Передо мной лежала уже другая карта. Немецкая, 1914 года. Произнести написанное на ней можно было примерно так: «Руссишен Ост-Зее-Провинцен. Лив-Эст унд Курлянд». По всей Прибалтике вились среди немецких названий змеи прежних, совершенно иных границ…
5
Вечер переходил в ночь, но до развода мостов, а мне надо было успеть перебраться на Васильевский, еще оставалось время. Мы продолжали разбирать старые фотографии и карты, и дядя еще раз вспомнил о нашем визите к Пиотровским. Он сказал, что с Борисом Борисовичем они близко приятельствуют с блокады, и он не боится, что Борис поймет его не так, как надо было бы понять. Но вообще-то, вот как по-разному пошли у них судьбы… Вот как по-разному…

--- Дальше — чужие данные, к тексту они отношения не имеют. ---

PR #919, opened 2026-08-10
bench(onthebench): shared measurement lib, generic entrant runner, method overrides

membphis:
## What

Follow-up to #917. Three changes to the same-rig harness, no default-behavior change:

1. **`lib.sh`** — the measurement core (mock lifecycle + TTFT assertion, rig floor, measured windows with CPU%/RSS sampling, validity policy, flamegraph, meta fragments) extracted from `run-baseline.sh` into one shared file. Both runners below source it, so any two runs are comparable by construction instead of by code review.
2. **`run-entrant.sh`** — a generic runner that measures any gateway-shaped process ("entrant") through the exact same code path: same instruments, core split, windows, floors and validity policy. The entrant contract (documented in the script header) is a sourced `entrant.sh` providing a start hook that leaves the measured pid in `GW_PID`, plus optional prepare/teardown hooks, identity metadata, and a request-shape override (`REQ_PATH`/`BODY`/`AUTH_HEADER`) for targets whose only ingress speaks a dialect other than OpenAI chat. Entrant definitions live outside the repository on purpose.
3. **`BENCH_*` method overrides** — grid, reps, window, warmup, max tries, floor reps and flamegraph become env-overridable (defaults unchanged, forwarded by `bench.sh`), so a two-window spot-check or an added delay tier is an invocation rather than a script edit. Overrides are recorded in `meta.json`, so a non-default run can never pass silently as the standard grid.

Floors now derive from the grid: one floor per 0-delay tier at its max concurrency (the instrument ceiling barely moves with concurrency there), one floor per concurrency on delayed tiers (the ceiling is ~conc/delay). Under the default grid this reproduces exactly the floors the harness always ran.

Two correctness fixes that fall out of generalizing:

- Liveness checks use `/proc/<pid>` existence instead of `kill -0`, which reports EPERM — reading as death — for a containerized target owned by another user (the RSS sampler would silently record 0).
- `entrant_prepare` failures propagate through the `tee` pipeline (pipefail + explicit message) instead of aborting with no context; the pipeline-subshell semantics are documented in the contract (state hand-off through files, not variables).

## Why

The performance program needs same-rig, same-instrument comparisons of multiple gateway targets, and extra load points (e.g. an added delay tier at higher concurrency), without forking the measurement methodology per target. One chokepoint (`lib.sh`) keeps the family from drifting.

## Validation

- `bash -n` on all five scripts.
- Same-rig spot-check of the refactored `run-baseline.sh` (`BENCH_GRID="0:128"`, byte-identical product binary vs the #917 baseline run) — results recorded in the program tracker, not here.
- `run-entrant.sh` exercised against native and containerized targets in the program's measurement session (entrant definitions are deliberately out-of-repo; the results land in the internal tracker).

## Summary by CodeRabbit

- **New Features**
  - Added benchmarking for gateway-shaped entrant processes, including preparation, validation, resource measurements, and optional flamegraphs.
  - Added configurable benchmark parameters through `BENCH_*` environment variables.
  - Added concurrency floors across delayed load tiers.
  - Benchmark results now identify the measured entrant and include expanded run metadata.

- **Improvements**
  - Standardized measurements, readiness checks, retries, cleanup, and validity tracking across benchmark runs.
  - Configuration overrides are forwarded to remote baseline executions.
  - Improved benchmark documentation covering load grids, validation tiers, configuration, and entrant requirements.

### DIFF
--- a/bench/onthebench/README.md
+++ b/bench/onthebench/README.md
@@ -76,6 +76,11 @@ match the #891 grid exactly): `BENCH_GRID` (`"ttft_ms:conc ..."`, e.g.
 A changed knob is recorded in `meta.json`, so a non-default run can never
 pass silently as the standard grid.
 
+Values are validated at startup and nonsense refuses to run: grid entries
+must be `ttft_ms:conc` with a positive concurrency; window, reps, max tries
+and floor reps must be positive integers (warmup may be `0`);
+`BENCH_FLAMEGRAPH` is `0` or `1`.
+
 ## Measuring another target ("entrant")
 
 `run-entrant.sh <entrant-dir> <out-dir>` measures any gateway-shaped process
--- a/bench/onthebench/README.md
+++ b/bench/onthebench/README.md
@@ -42,17 +42,19 @@ Replicates the published onthebench setup (https://onthebench.ai/gateways/perfor
   as the only upstream and minting the single client key (boot: AISIX has no
   anonymous mode). Everything else — thread-per-core, worker count, telemetry —
   is whatever the defaults do.
-- **Load grid** — fixed concurrency, the api7/aisix#891 grid: c=16/32/128
-  against the 0-delay mock, c=768 against the 10ms-TTFT mock
+- **Load grid** — fixed concurrency, the api7/aisix#891 grid by default:
+  c=16/32/128 against the 0-delay mock, c=768 against the 10ms-TTFT mock
   (`MOCK_TTFT_MS=10`). 25s windows, 5s warmup per point, ≥4 repetitions;
   a window with any failed request (`fail`, `rigrefused`, `budgetexceeded`,
   `spawnfailed`) is recorded but marked invalid, and the point retries until
   4 valid windows or 8 attempts. A run in which any point ends incomplete
   exits nonzero so it can never be mistaken for a baseline.
-- **Rig floor** — the load generator driving the mock directly (c=128 0-delay,
-  c=768 10ms), so every gateway number can be checked against the instrument's
-  own ceiling; two valid windows per floor point, under the same
-  record-mark-retry validity policy as the gateway points.
+- **Rig floor** — the load generator driving the mock directly, so every
+  gateway number can be checked against the instrument's own ceiling; two
+  valid windows per floor point, under the same record-mark-retry validity
+  policy as the gateway points. The 0-delay tier gets one floor at its
+  largest concurrency (the ceiling barely moves with c); each delayed tier
+  gets a floor per concurrency, because there the ceiling is ~conc/delay.
 - **Recorded per window** — rps, fail/ok counts, p50/p99 (µs, from otb),
   gateway CPU% (`/proc/<pid>/stat` utime+stime across the window), gateway
   peak RSS (VmRSS sampled at 5 Hz), the raw otb stats line. Idle RSS and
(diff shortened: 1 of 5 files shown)


membphis:
Independent cold-context audit ran against 3fbcf1b; all findings addressed in 5b32e4c:

- **HIGH-1** (grid_concs returns nonzero when the last grid element is another tier's; default-grid run dies silently at the first floor under set -e + pipefail) — fixed with the `if` form; a shortened default-grid live run on the rig re-validates the exact failing path (results in the internal tracker).
- **MEDIUM-1** (`prepare || die` disables errexit inside the hook; mid-prepare failures passed as success) — hook now runs in an explicit `( set -e; ... )` subshell with `PIPESTATUS[0]` checked.
- **MEDIUM-2** (per-pid CPU%/RSS silently understates multi-process targets) — child-process count is warned about at start and recorded as `target.children` in meta.json; summing over descendants would change the method mid-program, so surfacing is the chosen floor. All targets measured in the current program are single-process (thread-based); a multi-process entrant would show `children > 0` and its CPU/RSS treated as a lower bound.
- **LOW-1..5** — THREADS double-line capture, flamegraph `enabled` now gated on grid content, headers list derived via json.dumps, entrant flamegraph symbol threshold aligned to >100, contract header documents entrant_stop idempotency and hook-time variable availability.

Re-validation performed on the rig: (a) shortened default-grid baseline run (`BENCH_REPS=1 BENCH_FLOOR_REPS=1 BENCH_WINDOW=5 BENCH_WARMUP=1`) exercising the HIGH-1 path; (b) an entrant run whose grid ends in a delayed tier. Numbers live in the internal tracker per program policy.

membphis:
Disposition of the 10 inline bot findings, addressed in 9f756fe (all fixes re-validated with a shortened default-grid run on the rig):

**Fixed**
- `lib.sh` BENCH_* validation (coderabbit lib.sh:21) — grid entries, counts and the flamegraph knob are validated at startup; zero-rep runs can no longer report success while measuring nothing. Value domains documented in the README. No bash test infra exists for `bench/` in this repo; the regression check is the recorded live-rig validation run, per the harness's existing practice.
- Target death mid-window (coderabbit lib.sh:182) — CPU tick reads are fallible; `cpu_pct` records `null`, the window records `valid=false`, and the JSONL line lands instead of the runner dying on a missing `/proc/<pid>/stat`.
- Floor validity parity (coderabbit lib.sh:216) — floors now reject `rigrefused`/`budgetexceeded`/`spawnfailed` like gateway windows, and an empty loadgen line records nulls, not invalid JSON.
- Header derivation (copilot lib.sh:38) — `OTB_LOADGEN_HEADERS` is now always derived from `AUTH_HEADER` (json.dumps on the first-colon split); an ambient value can no longer diverge from what the readiness check exercised.
- `ENTRANT_NAME` JSON safety (copilot + coderabbit run-entrant.sh:55) — constrained to `[A-Za-z0-9._-]+` at startup.
- `entrant_meta_json` validation (copilot run-entrant.sh:120) — the hook is evaluated before the heredoc; hook failure or unparseable output fails the run loudly instead of shipping a null/invalid identity.
- Statement-position `[ cond ] && cmd` (coderabbit bench.sh:53) — converted to `if` form in both flagged sites as class hygiene: the claim that these sites abort the run is not correct (`&&`-list context is errexit-exempt, and live runs with all overrides unset / `BENCH_FLAMEGRAPH=0` completed exit 0 before this change), but the same pattern in *function-return* position is exactly how the earlier `grid_concs` regression happened, so the class is now gone entirely.

**No change, with reasons**
- `entrant_prepare` in a pipeline (coderabbit run-entrant.sh:60) — already fixed in 5b32e4c: the hook runs inside an explicit `( set -e; … )` subshell, which re-arms errexit regardless of pipeline context, and `PIPESTATUS[0]` is checked. Reproduction of the exact current form: a hook with a failing first step and succeeding last step yields rc=1 and does not continue past the failure. The quoted repro tests the pre-5b32e4c form.
- `sudo -n nm` for `/proc/<pid>/exe` (coderabbit run-entrant.sh:126) — rejected: with `kernel.perf_event_paranoid=1`, `perf record -p` cannot attach to another user's process anyway, so escalating the symbol probe would only let the run proceed into a guaranteed perf failure. The unreadable-exe skip is the correct gate; flamegraph-bearing entrants run as the rig user by contract.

Перед нами лежала групповая фотография кавалерийских курсов, на которых В. М. учился в 1920–21 году. Человек сорок курсантов были сняты около памятника Лермонтову. Поставив ножны шашек между колен, в первом ряду сидели командиры. И вдруг, может быть потому, что он только что почти по-военному раскладывал передо мной стратегические карты, я спросил дядю, что было бы, если бы он остался служить.
Самое странное, что вопросу он не удивился. Прищурившись, он смотрел куда-то сквозь стену.
– Ну, что ж… Был бы сейчас каким-нибудь скромным генерал-лейтенантом, – ответил он. И ответил так, будто это само собой разумелось.
Видно, шесть поколений офицеров даром не проходят, и что-то эти шесть поколений ему всю жизнь шептали. Вот загадки! В том деле, в той профессии, которую, уйдя из армии, он выбрал явно по любви, он достиг всего, чего можно достичь, если, конечно, иметь в виду признание коллег и знатоков… Но вот, оказывается, бежала в его воображении рядом еще и другая дорожка… «Скромным генерал-лейтенантом…» Странная мечта, особенно если вспомнить, что генерал армии Маркиан Попов, бывший до того начальником Главного штаба, и вместе с которым дядя был консультантом на съемках «Войны и мира», как рассказывали очевидцы, почтительно замолкал, когда дядя начинал что-то разъяснять режиссеру…
Б. Б. Пиотровский
В. М. Глинка
В 1986 году, когда Владислава Михайловича не было на свете уже три года, в Лениздате готовилась к переизданию его книга «Пушкин и Военная галерея Зимнего дворца». Я пришел к директору Эрмитажа взять у него текст небольшого предисловия к этой книге, которое Борис Борисович с охотой написал.
Незадолго перед тем я был в туристической поездке по Италии, и нашу группу на полдня завезли в карликовое Сан-Марино. Сувенир оттуда – две местные монетки в прозрачной коробочке я принес Борису Борисовичу. Редкость была рыночной, пустяковой, но я подумал, что, чего не бывает, вдруг знаменитый директор Эрмитажа, который, конечно, бывал всюду, по случайности не заехал в самое маленькое и самое древнее государство Европы.
Приблизив коробочку к глазам и разглядывая монетки, Борис Борисович, произнес, что Сан-Марино, конечно, это реликт средневековой сельской общины, но тем интереснее… И кому-то вошедшему по его вызову в кабинет указал:
– Передайте в отдел нумизматики.
– Но это вам! – сказал я.
– Да, да, спасибо… Я так и понял. Передайте, пожалуйста, в отдел!
Слово о дяде, написанное им, было теплым, ясным, точным. Оно приведено в этой книге на одной из предшествующих страниц.